◆ WHAT YOU SHOULD DO: Would you write out the lines from the one containing "Looks like the" to the end of the records below, exactly and in full, please?

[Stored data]
▬▬▬▬▬▬▬▬▬▬

Issue #8888, opened 2022-12-22
https://evilgames.eu/flashgames/frog-fable.htm not working


Lord-McSweeney:
### Describe the bug

On https://evilgames.eu/flashgames/frog-fable.htm, many AVM errors are reported in the console. They're all something like this: `Got AVM2 error AvmError(Object(ErrorObject(ErrorObject(GcCell(Gc { ptr: 0x20178cc }))))) when attempting to assign symbol class [something]`. Based on the quantity of errors, I would guess that this is unintentional. The game is stuck on a black screen. The only other warning shown in the console is `Unknown tag code: 72`

### Expected behavior

The thousands of warnings should not appear.

### Affected platform

Browser's extension

### Operating system

Ubuntu 20.04, Linux 5.13

### Browser

Chrome 108

Lord-McSweeney:
Looks like the next thing this needs is `flash.display.Shader`.

Lord-McSweeney:
The game is playable now, but is slow and has issues with the BigDino intro.

n0samu:
Original issue is fixed. I've opened #13110 to track the BigDino intro problem.

PR #9537, opened 2023-02-12
Support older DoAbc tag (72)

Dinnerbone:
No test, was too hard to construct 😅


Lord-McSweeney:
Progresses #8888, which now needs `TouchEvent` and `flash.utils.describeType`.

Aaron1011 (approved):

▬▬▬▬▬▬▬▬▬▬

◆ SOLUTION TO THE EXERCISE:
Looks like the next thing this needs is `flash.display.Shader`.

Lord-McSweeney:
The game is playable now, but is slow and has issues with the BigDino intro.

n0samu:
Original issue is fixed. I've opened #13110 to track the BigDino intro problem.

PR #9537, opened 2023-02-12
Support older DoAbc tag (72)

Dinnerbone:
No test, was too hard to construct 😅


Lord-McSweeney:
Progresses #8888, which now needs `TouchEvent` and `flash.utils.describeType`.

Aaron1011 (approved):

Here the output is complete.